A particularly concerning post-exploitation behavior was the deployment of JSP webshells within Tomcat web application directories. Investigators identified a recurring marker string associated with in-memory Java class loader webshells:

class U extends ClassLoader

This pattern is characteristic of a well-known in-memory webshell technique that loads malicious Java classes at runtime, avoiding file-based detection on disk. Observed behavior indicates that attackers first checked for the presence of existing webshells before deploying their own — suggesting coordinated or experienced threat actors performing environment reconnaissance prior to establishing persistence.

A Saturated Threat Landscape

Since the initial vulnerability disclosure, the threat landscape around CVE-2026-1281 and CVE-2026-1340 has become highly saturated. Multiple independent threat actors and botnets have adopted the exploit, creating a significant level of background noise that complicates attribution. The rapid weaponization of publicly available exploit examples accelerated this broadening of the attacker pool — a pattern increasingly common with high-severity pre-authentication vulnerabilities in enterprise network edge products.

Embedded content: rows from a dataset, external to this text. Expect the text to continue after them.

PR #214, opened 2017-12-16
Correctly pluralize media/medium

Bat41:
I probably forgot things, but it's a good start.


Nine-H:
I'm not sure this change is appropriate, because "media" is short for "multimedia" hence the constant pluralisation.

tintou:
@Nine-H Hmm, I'm pretty sure that Multimedia is composed of `multi` meaning several and `media` (plural of medium)

Nine-H:
medium sounds very very wrong to me as a native english speaker. To drag it back to the 90s the media would be the albums and singles on the shelf and the medium would be the chain of record stores, the mail order form in the magazine, or if you really like dad rock: kmart.

In a more modern setting the media would be the files or streams and the medium would be internet radio, ondemand streaming platforms, youtube, torrent tracker, mp3 player etc.

danrabbit:
Yeah I’m gonna agree with @Nine-H here. Medium seems very odd in this context

Bat41:
Okay, let's close that.

PR #224, opened 2017-12-22
Mediakey code style

danrabbit:
* Use brackets
* Space before `()`
* cuddle `catch`
* Use a switch/case instead of elseif/elseif/elseif


src/Objects/MediaKeyListener.vala
```diff
@@ -54,45 +55,43 @@ public class Noise.MediaKeyListener : Object {
...
-            }
-            catch(IOError err) {
+            } catch (IOError err) {
                 warning ("Could not grab media player keys: %s", err.message);
             }
         }
     }
-    
+
     public void releaseMediaKeys() {
```
Bat41: Maybe change the method's names to `snake_case` too?

PR #232, opened 2017-12-27
InstallGstreamerPluginsDialog.vala: Rewrite, fix deprecations

danrabbit:
For some reason this is throwing a fit when trying to subclass `Granite.MessageDialog`, but at least this:

* Fixes deprecations with `margin_left` and `margin_right`
* Use two labels for primary and secondary text
* Use primary CSS class from Granite
* Correctly align and wrap labels
* Use suggested_action class for install button


jeremypw:
If you wish to base this on Granite.MessageDialog, you must call the base constructor with the appropriate parameters e.g.

```
 public InstallGstreamerPluginsDialog (Gst.Message message) {
        base.with_image_from_icon_name ("primary text", "secondary text", "dialog-question");
        ........
```

You can the discard some of the current code.

jeremypw:
Is there an easy way to trigger the use of this dialog?

danrabbit:
@jeremypw Thanks for the tip! I have it subclassing Granite.MessageDialog now

Uninstall `gstreamer-plugins-good` and try to play an MP3 :)

PR #236, opened 2018-01-04
Add data tests

danrabbit:
Add appstream and desktop validation tests


danrabbit:
Something is wrong here. The tests can't find the files in Travis, but it seems to work locally

Bat41:
It works fine on my own computer too. Should we merge this (and try to fix Travis in another PR) or try to understand what is wrong with it?

danrabbit:
It would be better to fix it first. Otherwise all other merges will be blocked by failing tests

PR #240, opened 2018-01-06
RDNN project name

danrabbit:
Remove some unused CMake variables while we're here

I guess there's an open question about what the core library name should be. At the moment it becomes `io.elementary.music-core`


CMakeLists.txt
```diff
@@ -2,20 +2,17 @@
...
 enable_testing()
 
-set (GETTEXT_PACKAGE ${CMAKE_PROJECT_NAME})
+set (GETTEXT_PACKAGE "noise")
 set (RELEASE_NAME "Luna")
 set (VERSION "0.4.2")
 set (VERSION_INFO "Stable Release")
 
 include (GNUInstallDirs)
-set (DATADIR ${CMAKE_INSTALL_PREFIX}/share)
```
Bat41: If you remove this line, translations are no longer loaded. Or if you really want to remove it you can replace `string langpack_dir = Path.build_filename (Build.DATADIR, "locale");` (line 114, in `Application.vala`) with `string langpack_dir = Path.build_filename ("/usr", "share", "locale");`

Issue #408, opened 2018-08-16
Media playing position is not restored properly


jeremypw:
If the app is closed with a medium partly played (and continue playing turned off) then when reopened the medium position is returned to zero i.e. it starts playing from the beginning.

danrabbit:
Thanks for your report! We're doing a from-scratch rewrite of Music and this issue no longer applies to the new code base. I'm closing this report since the issue can't be reproduced in the new version of Music.

PR #839, opened 2026-03-29
Save and restore playback progress

flodavid:
Addresses #408, even if this was closed because of the app rewrite, I think it is still relevant.

- Add progress in seconds to the gschema to save it every 2 seconds


src/PlaybackManager.vala
flodavid, line 62: I just removed this line as it duplicates line 57

teamcons:
i appreciate the intent, but wouldnt this be a bit aggressive in read/write and SSD wear, for no benefit?

half of the time, half of the song will have already played for a new session. So people will get annoyed and restart it anyway.
We listen to songs _a lot_ and it plays on loop for background atmosphere or music when GMing TTRPGs.

flodavid:
That’s why I only saved progress every two seconds. This makes disk writes pretty low. And this feature is common on other players of many platforms.
I do not get what is the point of saving the current song if the progress is not saved. You risk playing the same track at its beginning on multiple launch ; I find this annoying.

PR #840, opened 2026-03-29
Add support for playlists

### LINKED ISSUE #319: How to import playlist?
Previously, I created a playlist and exported it for future use. But now, after I changed distro, I can't find how to import my exported playlist.

zeebok:
Closes #319 

Builds off of the previous PR but addresses some outstanding changes and moves the playlist logic to an Object. Currently only supports reading .m3u extension playlists.


src/Application.vala
```diff
@@ -148,6 +150,16 @@ public class Music.Application : Gtk.Application {
...
+            else if (PlaylistObject.is_playlist (file)) {
+                PlaylistObject playlist = new PlaylistObject.with_file (file);
+
+                foreach (File playlist_file in playlist.get_uri_list ()) {
+                    elements += playlist_file;
+                }
+
+                // Don't add the playlist file itself
+                continue;
+            }
```
zeebok, line 163: Thinking about the code more, I am curious if this should maybe live in `PlaybackManager.queue_file` and check if the playlist file is a supported type, that way anything that falls under "audio/x-mpegurl" but is not an m3u causes the invalid file toast instead of being added to the queue as a broken AudioObject?

teamcons: [audio/x-mpegurl should be m3u or m3u8](https://mime-type.com/audio/x-mpegurl/)

dont confuse with [audio/mpeg](https://mime-type.com/audio/mpeg/)

unless mime-type.com speaks lies, but mimetype.io seems to say the same thing

teamcons:
> Closes #319
> 
> Builds off of the previous PR but addresses some outstanding changes and moves the playlist logic to an Object. Currently only supports reading .m3u extension playlists.

thank you for overtaking. I wasnt feeling that one anymore.

src/Application.vala
zeebok: Well for some reason playlist extensions of other programs (like a fake .pls file) will be visible with that filter? Maybe I shouldn't worry about it until it is actually a problem that happens with other people lol

src/PlaylistObject.vala
```diff
@@ -0,0 +1,74 @@
...
+
+        return mimetype == "audio/x-mpegurl";
+    }
+
+    public File[]? get_uri_list () {
+        return uri_list;
+    }
+
+    private void load_playlist (File playlist) {
+        FileInputStream fis = playlist.read ();
```
jeremypw: This causes an uncaught error warning if `playlist` does not yet exist - which happens when creating a new playlist for example.

jeremypw (changes requested):
Basically works, but I noticed one quirk: You can load the same playlist multiple times resulting multiple copies in the queue. Shouldn't loading a playlist overwrite the existing one?  Also if you close and reopen the app with such a duplicated playlist then the duplicate entries appear as full file paths not the name of the track.

I'll do some more testing.

src/PlaylistObject.vala
zeebok: How do you load a playlist when creating it?

jeremypw: I did not do anything special - just used the save as playlist action. 
This results in the terminal warning
```
** (io.elementary.music:28593): CRITICAL **: 18:50:24.991: file ../src/PlaylistObject.vala: line 47: uncaught error: Error opening file /home/jeremy/TestFolder/TestMusic/New Playlist.m3u: No such file or directory (g-io-error-quark, 1)

```

zeebok: Oh I think I see the cause. Will fix this.

zeebok:
> Basically works, but I noticed one quirk: You can load the same playlist multiple times resulting multiple copies in the queue. Shouldn't loading a playlist overwrite the existing one? Also if you close and reopen the app with such a duplicated playlist then the duplicate entries appear as full file paths not the name of the track.
> 
> I'll do some more testing.

In regards to this, would your PR for checking for duplicates would resolve this?

jeremypw:
> In regards to this, would your PR for checking for duplicates would resolve this?

Yes, it should do. It was due to pre-existing issue, not this PR.

jeremypw (changes requested):
This works pretty well now. The only thing I noticed is that when saving a playlist, existing playlists did not appear when the Playlist filter was active, only when the "All Files" filter was active.  This is because you used `add_pattern` with a mime-type not a glob pattern. So it should be `add_pattern ("*.m3u")` for example, and/or `playlist_filter.add_mime_type ("audio/mpegurl");`

jeremypw (approved):
Looks good.  Let's go!

Next thing will  be to expose this action in the UI e.g. with headerbar button.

Given this environment, defenders should treat any unpatched or unmitigated Ivanti EPMM appliance as potentially already compromised, particularly those exposed to the internet.

Detection and Response Guidance

Organizations running Ivanti EPMM should take the following steps immediately:

  • Apply Ivanti's emergency patches released alongside the January 29, 2026 disclosure without delay.
  • Run the updated BSI detection scripts and review published indicators of compromise (IOCs) to assess whether exploitation has occurred.
  • Audit web-accessible directories under the Tomcat webroot for unexpected JSP files or modified CSS files that may contain webshell artifacts.
  • Review HTTP access logs for requests matching the /mifs/c/appstore/fob/3/ endpoint pattern with anomalous parameter values.
  • Monitor DNS logs for unexpected outbound lookups to unknown domains originating from EPMM appliances — a sign of OAST-style callback activity.
  • Isolate appliances from the broader network if compromise is suspected and engage incident response resources before attempting remediation.

Conclusion

CVE-2026-1281 and CVE-2026-1340 represent a high-severity, actively exploited attack surface that demands urgent attention from any organization relying on Ivanti EPMM for mobile device management. The combination of a trivial pre-authentication exploit path, rapid mass adoption by multiple threat actors, and confirmed post-exploitation persistence activity — including in-memory webshell deployment — makes this one of the most pressing enterprise vulnerability events of early 2026. Organizations that have not yet patched, assessed for compromise, or isolated affected appliances should treat this as a critical incident response priority.